Дверь легонько отворилась, и, не снимая цепи, толстая курносая девка с лакированными щеками спросила было: «Вам чего?» — но, узнав Варвару Михайловну, улыбнулась и впустила гостей в темноватую, заваленную шубами переднюю. И здесь стоял здоровый, рослый — видимо, из гвардейцев — и зоркий охранник. Они разделись и остановились на пороге поместительной, чисто мещанской приемной, сплошь заставленной дивными цветами. Жарко натопленные комнаты были полны их сладкого и густого аромата. Приемная была переполнена посетителями: тут были барыни-аристократки, гвардейские офицеры, мужики-просители в валенках часто из самых отдаленных губерний, два священника с большими золотыми крестами на груди, бедные курсистки и студенты, явившиеся за пособием, сестры милосердия в своих белых косынках, какие-то серые салопницы, упитанный банкир с черными глазами навыкате, дама в глубоком трауре, княгиня-фрейлина с каким-то выплаканным лицом, поляк лесничий с густыми золотистыми усами. Драгоценные меха, сверкающие бриллианты, платья из Парижа, подшитые валенки и скромные платочки смешивались тут в одно. У многих были в руках приношения: цветы, торты, свертки какие-то.

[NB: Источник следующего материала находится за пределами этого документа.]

PR #201, opened 2026-07-28
Fix gp_workfile_entries inflating metrics via gang pid fan-out

SKeyerror:
Fixes https://github.com/warehouse-pg/warehouse-pg/issues/122 (internal ticket: PTT-746)

## Problem

`gp_toolkit.gp_workfile_entries` joins the workfile entries to `gp_stat_activity` on `(sess_id, segid)` only. Every backend of the session's gang on a segment matches that condition, so a single spilling workfile set is reported once per backend of the gang, inflating `SUM(size)` and `SUM(numfiles)` in the downstream views `gp_workfile_usage_per_query` and `gp_workfile_usage_per_segment`.

For example, while a 3-slice query is spilling, the view reports each workfile set 3+ times per segment with identical size/numfiles but different pids (see issue #122 for a full reproduction).

## Fix

Record the pid of the process that creates a `workfile_set` and join on it:

- `workfile_mgr.h`: store the creating process's pid in the reserved ABI field of `workfile_set` (split the 8-byte `abi_reserved` into `int32 pid` + `int32 abi_reserved`), so the struct layout is unchanged.
- `workfile_mgr.c`: set `work_set->pid = MyProcPid` on creation, and add `gp_workfile_mgr_cache_entries_v2_internal()` which returns the same columns as before plus a trailing `pid` column. Both variants share one implementation.
- `gp_workfile_mgr` module: export the new `gp_workfile_mgr_cache_entries_v2` symbol.
- `gp_toolkit` 1.9 (new `gp_toolkit--1.8--1.9.sql`, `default_version` bumped): add `__gp_workfile_entries_f_v2_on_coordinator/segments()` and recreate `gp_workfile_entries` to join with `C.pid = S.pid` as well. The `pid` column now comes from the workfile entry itself, so it identifies the actual spilling process and stays populated even when the left join finds no activity row.

The old 8-column C function is kept unchanged, so views from older extension versions (which spell out the 8-column record in their column definition lists) keep working with new binaries until `ALTER EXTENSION gp_toolkit UPDATE` is run.

## Before / after

While one hash-join query is spilling (session with 4 backends per segment, 2 workfile sets per segment):

Old view (1.8): 24 rows — each workfile set duplicated once per gang process:

```
   pid   | sess_id | slice | segid |  optype  |   size   | numfiles
---------+---------+-------+-------+----------+----------+----------
 1114150 |      10 |     1 |     0 | HashJoin | 14221312 |      127
 1114157 |      10 |     1 |     0 | HashJoin | 14221312 |      127
 1114162 |      10 |     1 |     0 | HashJoin | 14221312 |      127
 1114169 |      10 |     1 |     0 | HashJoin | 14221312 |      127
 ...
(24 rows)
```

New view (1.9): 6 rows — one row per workfile set, attributed to the pid of the spilling process:

```
   pid   | sess_id | slice | segid |  optype  |   size   | numfiles
---------+---------+-------+-------+----------+----------+----------
 1114157 |      10 |     1 |     0 | HashJoin | 20283392 |      254
 1114157 |      10 |     1 |     0 | HashJoin | 14221312 |      127
 ...
(6 rows)
```

`gp_workfile_usage_per_segment` correspondingly reports 381 files per segment instead of 4x that.

## Testing

- Added a regression test to `isolation2/workfile_mgr_test`: create extra gangs in a session with a multi-slice query (and assert more than one backend per segment exists, i.e. the fan-out precondition holds), create an inter-transaction workset on all segments, then assert the view reports exactly one entry per segment with a pid that matches a live backend of the session.
- Verified `ALTER EXTENSION gp_toolkit UPDATE TO '1.9'` on a cluster initialized at 1.8.
- `gpcontrib/gp_toolkit` regress suite passes (the `gp_toolkit_resqueue` failure is pre-existing and unrelated; it fails identically on a clean tree).

### DIFF
--- a/gpcontrib/gp_internal_tools/gp_workfile_mgr.c
+++ b/gpcontrib/gp_internal_tools/gp_workfile_mgr.c
@@ -30,6 +30,7 @@
 PG_MODULE_MAGIC;
 
 Datum gp_workfile_mgr_cache_entries(PG_FUNCTION_ARGS);
+Datum gp_workfile_mgr_cache_entries_v2(PG_FUNCTION_ARGS);
 Datum gp_workfile_mgr_used_diskspace(PG_FUNCTION_ARGS);
 
 PG_FUNCTION_INFO_V1(gp_workfile_mgr_cache_entries);
@@ -43,6 +44,18 @@ Datum
 gp_workfile_mgr_cache_entries(PG_FUNCTION_ARGS)
 {
 	return gp_workfile_mgr_cache_entries_internal(fcinfo);
+}
+
+PG_FUNCTION_INFO_V1(gp_workfile_mgr_cache_entries_v2);
+
+/*
+ * Same as gp_workfile_mgr_cache_entries, but the result also includes the
+ * pid of the process that created each workfile set.
+ */
+Datum
+gp_workfile_mgr_cache_entries_v2(PG_FUNCTION_ARGS)
+{
+	return gp_workfile_mgr_cache_entries_v2_internal(fcinfo);
 }
 
 PG_FUNCTION_INFO_V1(gp_workfile_mgr_used_diskspace);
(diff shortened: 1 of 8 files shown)


adam8157 (approved):

SKeyerror:
CI all passed, merge it.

И все смотрели на Григория в его шелковой кремовой, обильно и красиво вышитой рубахе подобострастными глазами, ловили каждое слово его, каждый жест. С помощью своей секретарши, графини Г., он опрашивал просителей. Его землистое лицо было скучно, и в тяжелых глазах стояло свойственное иногда им тяжелое, точно свинцовое выражение.

— А, Варвара великомученица… — улыбнувшись из приличия одними губами, проговорил Григорий. — Да и с графом! Забыл ты совсем старого приятеля, граф… А у меня только вчера насчет тебя разговор был…

— Где? — любезно здороваясь, осведомился граф.